Nous ne souhaitons pas donner un faux sentiment de sécurité : la communauté scientifique est partagée sur les bénéfices d’un passeport d’immunité. L’Organisation Mondiale de la Santé s’est elle-même exprimée, en l’état actuel des connaissances, contre le recours aux passeports vaccinaux pour les voyages internationaux car les personnes vaccinées peuvent continuer à être infectées et contagieuses. Les recherches sur le coronavirus se poursuivent et les variants changent régulièrement la donne. Être en possession d’un certificat ne doit pas donner un blanc-seing d’immunité ou un privilège. Il ne dispense pas des autres précautions et des gestes barrières. Une flexibilité doit être prévue afin de pouvoir réagir et adapter le système devant de nouvelles données épidémiologiques.
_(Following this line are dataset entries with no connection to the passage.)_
PR #1314, opened 2023-12-30
Remove code duplication for time and frequency stitched

domfournier:
Proposed changes to PR #1300 to reduce code duplication and complexity.

Main changes:

1- Consolidate the methods of time and frequency `Simulation1DLayeredStitched` onto base class.
2- Storage of Hankel coefficients in dataclass container
3- Storage of Cole-Cole parameters in dataclass container
4- Review of new regularization and mesh class (to be continued)


SimPEG/electromagnetics/base_1d.py
```diff
@@ -17,9 +17,66 @@
...
+    :param c: Cole-Cole frequency dependency
+    :param chi: DC magnetic susceptibility
+    :param tau1: Lower bound for log-uniform distribution of time-relaxation constants
+    :param tau2: Upper bound for log-uniform distribution of time-relaxation constants
+    """
+
+    eta: Union[np.ndarray, float] = 0.0
+    tau: Union[np.ndarray, float] = 1.0
+    c: Union[np.ndarray, float] = 0.5
+    chi: Union[np.ndarray, float] = 0.0
```
domfournier, line 76: @sgkang I found a few places where we had `dchi` and `chi`. I am guessing they are different, and would have different defaults. Can you validate this?

SimPEG/electromagnetics/base_1d.py
```diff
@@ -17,9 +17,66 @@
...
+    :param inv_lambs: Inverse map of unique Hankel transform parameters
+    :param W: Array of weights
+    """
+
+    C0s: np.ndarray
+    C1s: np.ndarray
+    lambs: np.ndarray
+    unique_lambs: np.ndarray
+    inv_lambs: np.ndarray
+    W: sp.csr_matrix
```
domfournier, line 57: We should probably try to use more explicit names for those, but that's out of my area. Feel free to rename them and change the description if needed.

SimPEG/electromagnetics/base_1d.py
```diff
@@ -17,9 +17,66 @@
...
+    "run_em1d_simulation",
+    "OutputType",
+    "ColeColeParameters",
+    "HankelCoefficients",
+]
+
+
+class OutputType(Enum):
+    FORWARD = 1
+    SENSITIVITY = 2
```
domfournier, line 34: Don't have to keep this design with Enum, but generally more robust than string comparison. Move the responsibility to the user to provide valid inputs.

SimPEG/electromagnetics/base_1d.py
```diff
@@ -83,19 +125,16 @@ def __init__(
...
         h=None,
         hMap=None,
-        eta=0.0,
-        tau=1.0,
-        c=0.5,
-        dchi=0.0,
-        tau1=1.0e-10,
-        tau2=10.0,
+        cole_cole_parameters: ColeColeParameters | None = None,
         hankel_filter="key_101_2009",
```
domfournier, line 129: We could eventually also use an `Enum` here to restrict to the shortlist of valid inputs.

SimPEG/electromagnetics/base_1d.py
```diff
@@ -299,19 +366,25 @@ def compute_complex_mu(self, frequencies):
...
-                tau1 = np.tile(self.tau1.reshape([-1, 1]), (1, n_frequency))
-                tau2 = np.tile(self.tau2.reshape([-1, 1]), (1, n_frequency))
+                dchi = np.tile(
+                    self.cole_cole_parameters.chi.reshape([-1, 1]), (1, n_frequency)
+                )
+                tau1 = np.tile(
+                    self.cole_cole_parameters.tau1.reshape([-1, 1]), (1, n_frequency)
+                )
+                tau2 = np.tile(
+                    self.cole_cole_parameters.tau2.reshape([-1, 1]), (1, n_frequency)
```
domfournier, line 386: Not sure we actually need to tile the values. Can't we just pass the same vector to all frequencies?

PR #1320, opened 2024-01-05
Add `weights_keys` method to `BaseRegularization`

### LINKED ISSUE #1318: ENH: Add method to expose weights keys in regularizations
### Proposed new feature or change:

Would be nice to add a public method to regularization classes that exposes the keys of the `_weights` dictionary, so every array in it can be accessed without the need to know all the keys.

This new method should live in `BaseRegularization` and could look like this:

```python
@property
def weights_keys(self) -> list[str]:
    """Return keys of cell weights."""
    return list(self._weights.keys())
```

---

This idea came up after the SimPEG Meeting of 2024-01-03.

santisoler:
#### Summary

Add a new `weights_keys` method to `BaseRegularization` that exposes the keys of the private `_weights` attribute. Add tests for the new feature.

#### PR Checklist
      to a Pull Request

#### Reference issue

Fixes #1318

### DIFF
--- a/SimPEG/regularization/base.py
+++ b/SimPEG/regularization/base.py
@@ -55,7 +55,7 @@ class BaseRegularization(BaseObjectiveFunction):
         mapping: maps.IdentityMap | None = None,
         reference_model: np.ndarray | None = None,
         units: str | None = None,
-        weights: dict | np.ndarray | None = None,
+        weights: dict | None = None,
         **kwargs,
     ):
         if isinstance(mesh, BaseMesh):
--- a/SimPEG/regularization/base.py
+++ b/SimPEG/regularization/base.py
@@ -55,7 +55,7 @@ class BaseRegularization(BaseObjectiveFunction):
         mapping: maps.IdentityMap | None = None,
         reference_model: np.ndarray | None = None,
         units: str | None = None,
-        weights: dict | None = None,
+        weights: dict | np.ndarray | None = None,
         **kwargs,
     ):
         if isinstance(mesh, BaseMesh):
@@ -382,6 +382,13 @@ class BaseRegularization(BaseObjectiveFunction):
             )
             self._weights[key] = values
         self._W = None
+
+    @property
+    def weights_keys(self) -> list[str]:
+        """
+        Return the keys for the existing cell weights
+        """
+        return list(self._weights.keys())
 
     def remove_weights(self, key):
         """Removes the weights for the key provided.
--- a/tests/base/test_regularization.py
+++ b/tests/base/test_regularization.py
@@ -6,7 +6,13 @@ import inspect
 
 import discretize
 from SimPEG import maps, objective_function, regularization, utils
-from SimPEG.regularization import BaseRegularization, WeightedLeastSquares
+from SimPEG.regularization import (
+    BaseRegularization,
+    WeightedLeastSquares,
+    Smallness,
+    SmoothnessFirstOrder,
+    SmoothnessSecondOrder,
+)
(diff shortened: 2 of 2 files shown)


santisoler:
@thibaut-kobold, would you like to review this PR?

I saw you were curious in the Issue, that's why I asked. There's no rush to do so, feel free to take your time.

santisoler:
Also, @domfournier, you might be interested in taking a look at this one.

SimPEG/regularization/base.py
```diff
@@ -55,7 +55,7 @@ def __init__(
         mapping: maps.IdentityMap | None = None,
         reference_model: np.ndarray | None = None,
         units: str | None = None,
-        weights: dict | None = None,
+        weights: dict | np.ndarray | None = None,
```
domfournier, line 58: I don't think it should ever be an ndarrray. It can be right now just to accommodate the deprecation of `cell_weights`. We should probably change the init below and make it more explicit that "cell_weights" got converted to an entry of the dict.

Suggesting moving L109-110 inside the deprecation block at L98

tests/base/test_regularization.py
```diff
@@ -657,6 +663,67 @@ class Dummy:
             regularization.parent = invalid_parent
 
 
+class TestWeightsKeys:
```
domfournier, line 666: Thanks for the tests, that's great.

domfournier (commented):
Thanks for this. See comment about typing.

SimPEG/regularization/base.py
santisoler: I see. I added that type hint because the constructor supports weights as `ndarray`. If we actually don't want this and we want users to be passing dicts to it, then we need to go through a deprecation process: if I move L109-110 inside the deprecation block in L98, then we'll break a lot of exiting code (even our own docs). In case we want to do so we would need to raise warnings for one or two releases and then deprecate it. 

I wouldn't add deprecation warnings in this PR since it's unrelated to the new feature it's being added. Would be nice to open an issue for it.

domfournier: Hmm I don't see anywhere `weights=vector` being used anywhere. Pretty joe and I did a deep cleanup of those. But sure, don't need to move the lines on this PR. Let's just not change the type hint.

santisoler: There are a few places that pass either `weights` or `cell_weights` as arrays:

https://github.com/simpeg/simpeg/blob/e3cd6ed869d5e49ab817b45f1fec037ac638a68f/examples/08-vrm/plot_inv_vrm_eq.py#L199

https://github.com/simpeg/simpeg/blob/e3cd6ed869d5e49ab817b45f1fec037ac638a68f/tests/base/test_regularization.py#L282-L286

https://github.com/simpeg/simpeg/blob/e3cd6ed869d5e49ab817b45f1fec037ac638a68f/tests/base/test_regularization.py#L320-L322

But besides that, I agree: we shouldn't add the type hint and start a deprecation process for `weights` as arrays.

domfournier: Right, first one is `cell_weights`, that's fine, but the tests could be fixed. But that's the thing, I don't think we need to deprecate weights as array since it was never intended. But you're the judge.

santisoler: Passing `cell_weights` is the same as passing `weights` + a warning, so it would break that. But understand your point. So probably we could just remove it.

I'm merging this PR then and open a new one for your suggestion of allowing `weights` only as dicts or None.

PR #1321, opened 2024-01-10
Magnetic simulation with Choclo as engine

santisoler:
#### Summary

Add new implementation of the magnetic simulation using the integral formulation based on [Choclo](https://www.fatiando.org/choclo) and Numba. Allow users to run the simulation with Choclo as engine through a new `engine` argument of the constructor of the simulation class. Add `numba_parallel` argument to control if the simulation should be run in parallel or in a single thread. Move common methods and properties of the gravity and magnetic simulation to the base class for potential field simulations. Add new `potential_fields/_numba_utils.py` file with functions that are needed both in the magnetic and gravity Numba implementations. Refactor and extend tests for the magnetic simulation, including tests that assert the accuracy of the new implementation against analytic solutions. Add new tests for the base class for potential field simulations. Update examples using Choclo as engine, include admonitions instructing how to use it.

#### PR Checklist
      to a Pull Request

#### Additional information

**Todo:**

- [x] Move the `engine` and `numba_parallel` arguments to the base class.
- [x] Make the new mag simulation to properly use the `engine` and `numba_parallel` attributes of the parent.
- [x] Add check for `n_processes` when `engine=="choclo"` in mag simulation.
- [x] Make tests for `engine`, `numba_parallel` and `engine` + `sensitivity_path` for the base class (not only for the child classes).
- [x] Improve docstrings: explain the different options users have to choose a different engine and parallelization options.
- [x] Implement storing the sensitivity matrix in disk


SimPEG/potential_fields/magnetics/_numba_functions.py
```diff
@@ -0,0 +1,525 @@
...
+        Array with the locations of the receivers
+    nodes : (n_active_nodes, 3) array
+        Array with the location of the mesh nodes.
+    sensitivity_matrix : (n_receivers, n_active_nodes) array
+        Empty 2d array where the sensitivity matrix elements will be filled.
+        This could be a preallocated empty array or a slice of it.
+    cell_nodes : (n_active_cells, 8) array
+        Array of integers, where each row contains the indices of the nodes for
+        each active cell in the mesh.
+    regional_field : (3,) array
```
jcapriot, line 53: Can you enable it to have a regional field that can be different in each cell? The current forward operator supports this, (though we don't have anything that directly uses it). My hope was to add the option for different sources besides a uniform field (e.g. a static magnetic dipole source, or if it's a very large survey).

This is also the reason the projection direction for `tmi` data was treated separately.

SimPEG/potential_fields/magnetics/_numba_functions.py
```diff
@@ -0,0 +1,525 @@
...
+        field (uniform background field).
+    kernel_x, kernel_y, kernel_z : callable
+        Kernels used to compute the desired magnetic component. For example,
+        for computing bx we need to use ``kernel_x=kernel_ee``,
+        ``kernel_y=kernel_en``, ``kernel_z=kernel_eu``.
+    constant_factor : float
+        Constant factor that will be used to multiply each element of the
+        sensitivity matrix.
+    scalar_model : bool
+        If True, the sensitivity matrix is build to work with scalar models
```
jcapriot, line 64:
```suggestion
        If True, the sensitivity matrix is built to work with scalar models
```

SimPEG/potential_fields/magnetics/simulation.py
```diff
@@ -36,7 +56,9 @@ def __init__(
         chiMap=None,
         model_type="scalar",
         is_amplitude_data=False,
-        **kwargs
+        engine="geoana",
+        choclo_parallel=True,
```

Malgré les incertitudes sanitaires qui persistent et les critiques justement formulées par certains juristes sur cette initiative, nous avons souhaité apporter au texte les meilleurs garde-fous en matière de sécurité publique et numérique afin de prévenir toutes les dérives possibles. 

Plus que jamais, ce virus questionne notre système et nos modes de production. La réponse technique poussée par la Commission ne doit pas être un prétexte à l’accumulation de données personnelles de déplacement et de santé, sans contrôle démocratique. Le fait, d’ailleurs, que l’adoption de ce système se fasse à travers une procédure d’urgence, alors que l’infrastructure numérique recommandée est en cours de discussion et d’élaboration depuis plus deux ans, pose nécessairement question. Il nous met face à notre responsabilité politique. Il nous faut être capables de combiner confiance et vigilance, d’adopter une approche humaine et sensible, qui pondère les risques sanitaires et économiques, mais aussi les risques psychologiques et sociaux.

La responsabilité politique, maintenant, est dans le camp des États membres. La France, en particulier, doit rester au cœur de notre attention. L’intégration annoncée du système de certificats COVID-19 européens dans l’application gouvernementale TousAntiCovid, critiquée l’an passé par les associations pour son coût exagéré et son traitement “centralisé” des données, contredit, d’ores et déjà, les exigences de protection des données exprimées par le Parlement Européen et les défenseurs européens des données. 

L’authentification renforcée des documents électroniques ne doit pas permettre de remettre en cause la confidentialité des données de santé ni faciliter la traçabilité des “volontaires” utilisant cette application. Le champ d’application des usages de ces certificats sanitaires en France, tel que l’envisage et le fixe le gouvernement dans le cadre du projet de loi sur l’état d’urgence sanitaire actuellement présenté au Parlement, semble suggérer que ce dernier est dans une démarche d’accumulation indifférenciée et de centralisation des données sanitaires en complète contradiction avec les recommandations du Conseil européen de la protection des données (EDPB) et du Contrôleur européen de la protection des données (CEPD).

Certaines lignes rouges liées aux droits fondamentaux et à la discrimination ne doivent en aucun cas être franchies. Nous serons vigilant·e·s que ces prérequis impératifs soient respectés dans les prochains trilogues, ainsi que dans le déploiement au sein des États Membres.